ASSIGNED TASK: If a line below includes the string "performance", copy it.

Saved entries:
PR #3913, opened 2025-05-08
Improve download certificate performance.

bart-linera:
Continuation of #3862 

## Motivation

Currently, slow or inactive validators can slow down the process of downloading certificates. We can prevent this by downloading them from multiple validators in parallel.

## Proposal

Download certificates from 1/3 of the validators in parallel instead of trying the validators one by one.

## Test Plan

CI will make sure that no functionality is broken.
Manual benchmarks against the testnet will be used to determine if the performance improvement is noticeable.

## Release Plan

    - be released in a new SDK,

## Links

- [Previous PR](https://github.com/linera-io/linera-protocol/pull/3862)

### DIFF
--- a/linera-client/src/client_context.rs
+++ b/linera-client/src/client_context.rs
@@ -410,41 +410,34 @@ where
         S: Storage + Clone + Send + Sync + 'static,
     {
         let node_provider = self.make_node_provider();
-        let client = self.client.clone_with(
-            node_provider.clone(),
-            "Temporary client for fetching the parent chain",
-            vec![message_id.chain_id, chain_id],
-            false,
-        );
+        self.client.track_chain(chain_id);
 
         // Take the latest committee we know of.
         let admin_chain_id = self.wallet.genesis_admin_chain();
         let query = ChainInfoQuery::new(admin_chain_id).with_committees();
-        let nodes: Vec<_> = if let Some(validators) = validators {
-            node_provider
-                .make_nodes_from_list(validators)?
-                .map(|(public_key, node)| RemoteNode { public_key, node })
-                .collect()
-        } else {
-            let info = client.local_node().handle_chain_info_query(query).await?;
-            let committee = info
-                .latest_committee()
-                .ok_or(error::Inner::ChainInfoResponseMissingCommittee)?;
-            node_provider
-                .make_nodes(committee)?
-                .map(|(public_key, node)| RemoteNode { public_key, node })
-                .collect()
-        };
+        let info = self
+            .client
+            .local_node()
+            .handle_chain_info_query(query)
+            .await?;
+        let committee = info
+            .latest_committee()
+            .ok_or(error::Inner::ChainInfoResponseMissingCommittee)?;
+        let nodes: Vec<_> = node_provider
+            .make_nodes(committee)?
+            .map(|(public_key, node)| RemoteNode { public_key, node })
+            .collect();
 
         // Download the parent chain.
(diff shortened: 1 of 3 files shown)


linera-client/src/client_context.rs
```diff
@@ -404,47 +404,45 @@ where
...
         let target_height = message_id.height.try_add_one()?;
-        client
-            .download_certificates(&nodes, message_id.chain_id, target_height)
+        self.client
+            .download_certificates(
+                &nodes,
+                message_id.chain_id,
+                target_height,
+                committee.clone(),
+            )
```
afck, line 439: Can we just use `synchronize_from_validators` now, so we don't have to bother with the committee here? (Not sure if that's a bigger change or just works out of the box.)

…and use this new algorithm in `synchronize_chain_state`, too?

linera-client/src/client_context.rs
```diff
@@ -404,47 +404,45 @@ where
...
         S: Storage + Clone + Send + Sync + 'static,
     {
         let node_provider = self.make_node_provider();
-        let client = self.client.clone_with(
-            node_provider.clone(),
-            "Temporary client for fetching the parent chain",
-            vec![message_id.chain_id, chain_id],
-            false,
-        );
+        self.client.track_chain(chain_id);
```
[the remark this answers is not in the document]
bart-linera: I think that just got ported from `main` by accident, TBH :sweat_smile:

linera-client/src/client_context.rs
```diff
@@ -414,14 +414,15 @@ where
...
+            .handle_chain_info_query(query)
+            .await?;
         let committee = info
-            .epoch
-            .and_then(|epoch| {
-                info.requested_committees
-                    .as_ref()
-                    .and_then(|committees| committees.get(&epoch))
-            })
+            .latest_committee()
```
afck, line 425: I was about to remove that in https://github.com/linera-io/linera-protocol/pull/3929. :innocent: 

Anyway, I think most of this code is just the `Client::epoch_and_committee` that I'm introducing there.

bart-linera: Thanks for the heads up! It doesn't affect this PR, but it would affect porting it to `main`, if we decide to do so :+1:

linera-service/src/linera/main.rs
```diff
@@ -1134,18 +1134,12 @@ impl Runnable for Job {
                     .await?;
                 let faucet = cli_wrappers::Faucet::new(faucet_url);
                 let outcome = faucet.claim(&owner).await?;
-                let validators = faucet.current_validators().await?;
```
afck, line 1137: I guess for the existing testnet that's fine, but let's not do that on main: When initializing the wallet, we _have_ to get the _current_ validators from somewhere. Our local storage will only know the genesis validators and they might be long gone.

bart-linera: `assign_chain_to_key` synchronizes the admin chain and uses the latest validators from there, so that should be fine, I think?

afck: But whom does it sync the admin chain from? It has to start with the genesis validators, and they might not be online anymore.

There's no alterantive to getting the current validators from another (somewhat trusted—see https://github.com/linera-io/linera-protocol/issues/3909) source on initialization.

bart-linera: Hmm, good point :thinking:

bart-linera:
Closing, as it's no longer relevant, I believe.

PR #3915, opened 2025-05-08
Move cross-chain error log to after the loop.

afck:
## Motivation

The error log `Dropping cross-chain query` is printed on every retry attempt.

## Proposal

Print it only after the last attempt.

## Test Plan

CI

## Release Plan

## Links


christos-h (approved):
Makes sense!

PR #3916, opened 2025-05-09
Remove admin chain ID from genesis config

bart-linera:
## Motivation

The `admin_id` field in `GenesisConfig` is now reduntant, because the ID of the admin chain is implied by the rest of the config. It can only cause trouble if a wrong ID is supplied.

## Proposal

Remove `admin_id` from `GenesisConfig`. Make `GenesisConfig` compute the ID based on the rest of the input. Make chain initialization more consistent in other places, too.

## Test Plan

## Release Plan

## Links


linera-client/src/config.rs
```diff
@@ -267,21 +266,49 @@ impl BcsSignable<'_> for GenesisConfig {}
...
+            epoch: Epoch::ZERO,
+            ownership: ChainOwnership::single(public_key.into()),
+        };
+        let description = ChainDescription::new(origin, config, self.timestamp);
+        self.chains.push(description.clone());
+        description
+    }
+
+    pub fn admin_chain_description(&self) -> &ChainDescription {
+        &self.chains[0]
```
ma2bd, line 305: If the admin chain is always the first root chain of the genesis config, this needs to be documented, and the constructor needs to be changed to ensure that `chains` is never empty.

linera-client/src/config.rs
```diff
@@ -267,21 +266,49 @@ impl BcsSignable<'_> for GenesisConfig {}
...
             committee,
-            admin_id,
             timestamp,
             chains: Vec::new(),
             policy,
             network_name,
         }
     }
 
+    pub fn add_chain(&mut self, public_key: AccountPublicKey, balance: Amount) -> ChainDescription {
```
ma2bd, line 282: `add_(simple_)root_chain` ?

linera-client/src/config.rs
```diff
@@ -267,21 +266,49 @@ impl BcsSignable<'_> for GenesisConfig {}
 impl GenesisConfig {
     pub fn new(
```
ma2bd, line 267: This constructor creates an invalid value (see below).

linera-service/src/linera/main.rs
```diff
@@ -1872,58 +1868,29 @@ async fn run(options: &ClientOptions) -> Result<i32, Error> {
...
             )?;
-            let mut chains = vec![];
-            for i in 0..=*num_other_initial_chains {
+            let admin_chain_description =
+                genesis_config.add_chain(admin_public_key, *initial_funding);
+            let mut chains = vec![UserChain::make_initial(
+                admin_public_key.into(),
+                admin_chain_description,
+                timestamp,
+            )];
```
ma2bd, line 1888: Can we move this to the constructor? (see other comments)

linera-client/src/config.rs
bart-linera: TBH, I wasn't sure if we want that - but is there a use case for the admin chain to not be the first root chain? I think we always use Root(0) as the admin chain, anyway. But I can try to figure out something to keep this configurable if we need it.
Good point on changing the constructor.

linera-client/src/config.rs
```diff
@@ -254,34 +254,92 @@ impl<S: Deref<Target = InMemorySigner>> SignerState<S> {
...
+) -> ChainDescription {
+    let committees: BTreeMap<_, _> = [(
+        Epoch::ZERO,
+        bcs::to_bytes(committee).expect("serializing a committee should not fail"),
+    )]
+    .into_iter()
+    .collect();
+    let origin = ChainOrigin::Root(index);
+    let config = InitialChainConfig {
+        admin_id,
```
afck, line 281: Do we need that in `InitialChainConfig` at all?

afck (approved):

linera-execution/src/committee.rs
```diff
@@ -243,8 +243,8 @@ impl Committee {
                 (
                     validator_key,
                     ValidatorState {
-                        network_address: validator_key.to_string(),
-                        votes: 1,
+                        network_address: "Tcp:localhost:8080".to_string(),
```
ma2bd, line 246: This seems a bit fragile. Can't we use a format string with proper Rust values?

linera-client/src/config.rs
ma2bd: @bart-linera I still don't see any documentation about the new convention.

EXERCISE RESULT:
Improve download certificate performance.
Manual benchmarks against the testnet will be used to determine if the performance improvement is noticeable.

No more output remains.